Henry is the most recognizable player signed by MLS since David Beckham came aboard in 2007, and for all the camera time and Web traffic and chat-show appearances and jersey sales generated by Beckham's arrival, his soccer impact has been only slight more than squat.
Henry turns 33 next month and if not too enamored of New York hot spots and visits to the Garden for NBA games, he will be a key contributor, if not a dominant superstar, for a team and a franchise that may finally be getting it right not only with using the Designated Player option, but in simply running a viable operation.
While members of a large Irish-American community may only trek out to Red Bull Arena to taunt and abuse the man whose handball-created goal knocked Ireland out of World Cup contention, Henry can draw fans on name recognition and impressive accomplishments. Premier League titles with Arsenal, Champions League and La Liga crowns with Barcelona, and a 1998 World Cup win with France are among his credentials.
He speaks Spanish as well as French and English, and has been an outspoken critic of racism in sports.
Think of all the big names unable to take a bite out of the Big Apple. From Lothar Matthaeus and Sasa Curcic and Sergio Galvan Rey and Youri Djorkaeff to Carlos Alberto Parreira and Bora Milutinovicand Carlos Queiroz and Eddie Firmani and Bruce Arena and Bob Bradley (whew!), there’s seldom, if ever, been the right mix of leadership, structure, direction, and chutzpah. If there was too much, at times, of the latter – we’re talking to you, Marc De Grandpre – there wasn’t nearly enough of the other elements.
Not all of those men failed, per se, but their operations didn’t operate, dysfunction overrode function, and after months or years of blindly blundering about, the franchise usually wound up more or less in the same place: mediocre on the field, and royally messed up everywhere else.
In the last eight months, Red Bull seems to have reversed direction. Last December, it hired managing director Erik Soler, and he snapped up Swede Hans Backe to coach the team a month later. Aided by assistant coach Richie Williams and the staff, Red Bull picked one of the league’s top rookies, defender Tim Ream, in the SuperDraft, and has assembled a team that is proving hard to beat.
After winning just five games last year, the Red Bulls are 8-5-2. They are still in pursuit of a third Designated Player, supposedly Mexican international Rafael Marquez, who – like Henry – would arrive from Barcelona. Whether or not that deal comes to fruition, by signing Henry New York has broken through a post-World Cup media malaise that should pay off in many ways.
The poaching, penalty-area presence of Juan Pablo Angel melded with Henry’s savvy and mobility should form a partnership among the most potent in MLS. As New York’s second DP, he will cost the team $335,000 against the per-team salary cap of $2.55 million. (Angel, as first DP, is a $415,000 salary-budget charge, in league parlance.)
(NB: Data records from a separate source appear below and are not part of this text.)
Issue #447, opened 2025-12-22
add test cases for forkchoice functions


g11tech:
set a mock forkchoice with a interesting tree (with forks, missed slots, orphans) and add test cases

- [ ] getCanonicalAncestorAtDepth
- [ ] getCanonicalityAnalysis

in forkchoiice

PR #448, opened 2025-12-22
Test forkchoice with mock tree, forks, missed slots, orphans

bomanaps:
closes https://github.com/blockblaz/zeam/issues/447

### DIFF
--- a/build.zig
+++ b/build.zig
@@ -16,6 +16,18 @@ const zkvm_targets: []const zkvmTarget = &.{
 
 const ProverChoice = enum { dummy, risc0, openvm, all };
 
+fn setTestRunLabel(b: *Builder, run_step: *std.Build.Step.Run, name: []const u8) void {
+    run_step.step.name = b.fmt("test {s}", .{name});
+}
+
+fn setTestRunLabelFromCompile(b: *Builder, run_step: *std.Build.Step.Run, compile_step: *std.Build.Step.Compile) void {
+    const source_name = if (compile_step.root_module.root_source_file) |root_source|
+        root_source.getDisplayName()
+    else
+        compile_step.step.name;
+    setTestRunLabel(b, run_step, source_name);
+}
+
 // Add the glue libs to a compile target
 fn addRustGlueLib(b: *Builder, comp: *Builder.Step.Compile, target: Builder.ResolvedTarget, prover: ProverChoice) void {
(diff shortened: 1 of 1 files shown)


pkgs/node/src/forkchoice.zig
```diff
@@ -904,3 +924,327 @@ test "forkchoice block tree" {
...
+    //   G = 0x11 (slot 4, parent C)     <- FORK starts here
+    //   H = 0x22 (slot 6, parent G)
+    //   I = 0x33 (slot 7, parent H)
+    //
+    // Node indices in protoArray:
+    //   A=0, B=1, C=2, D=3, E=4, F=5, G=6, H=7, I=8
+    //
+    // ============================================================================
+
+    var arena_allocator = std.heap.ArenaAllocator.init(std.testing.allocator);
```
gballet: just use `std.testing.allocator` in tests, because the arena allocator is good for performance, but it won't tell you if one particular allocation isn't freed.

pkgs/node/src/forkchoice.zig
```diff
@@ -904,3 +924,327 @@ test "forkchoice block tree" {
...
+    defer arena_allocator.deinit();
+    const allocator = arena_allocator.allocator();
+
+    const mock_chain = try stf.genMockChain(allocator, 2, null);
+
+    const spec_name = try allocator.dupe(u8, "beamdev");
```
gballet: for example, here

pkgs/node/src/forkchoice.zig
```diff
@@ -532,14 +550,16 @@ pub const ForkChoice = struct {
...
+    /// Depth 0 returns the head itself. Traverses parent pointers (not slot arithmetic),
+    /// so missed slots don't affect depth counting. If depth exceeds chain length,
+    /// clamps to genesis.
     pub fn getCanonicalAncestorAtDepth(self: *Self, min_depth: usize) !ProtoBlock {
         var depth = min_depth;
         var current_idx = self.protoArray.indices.get(self.head.blockRoot) orelse return ForkChoiceError.InvalidHeadIndex;
-        if (current_idx < depth) {
-            current_idx = 0;
-            depth = 0;
-        }
```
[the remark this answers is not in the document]
bomanaps: the while loop's current_idx > 0 condition already handles this case, but I can still put it back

In MLS terms, that’s a lot of money for a front line. Yet it will be money very wisely spent if Henry can produce even a good dose of his top game.
“He will play as the highest striker,” Backe said to mlssoccer.com. “And we know he’s very, very mobile. That means he would probably be on both the left- and right-hand sides. That’s one of his favorite positions to start the attacking game, but he will definitely play as a striker.”
Henry will do a press conference and various chat shows on Thursday, the day the domestic registration period opens and he is officially eligible to play. He isn’t expected to see the field when New York plays at Columbus Saturday in a matchup of the top two Eastern Conference teams. His debut is projected for next week, when Red Bull hosts the New York Football Challenge.
Next Thursday the Red Bulls face touring English club Tottenham Hotspur – a fierce rival of Arsenal – and three days later they play another foe of Henry’s Premier League days, Manchester City.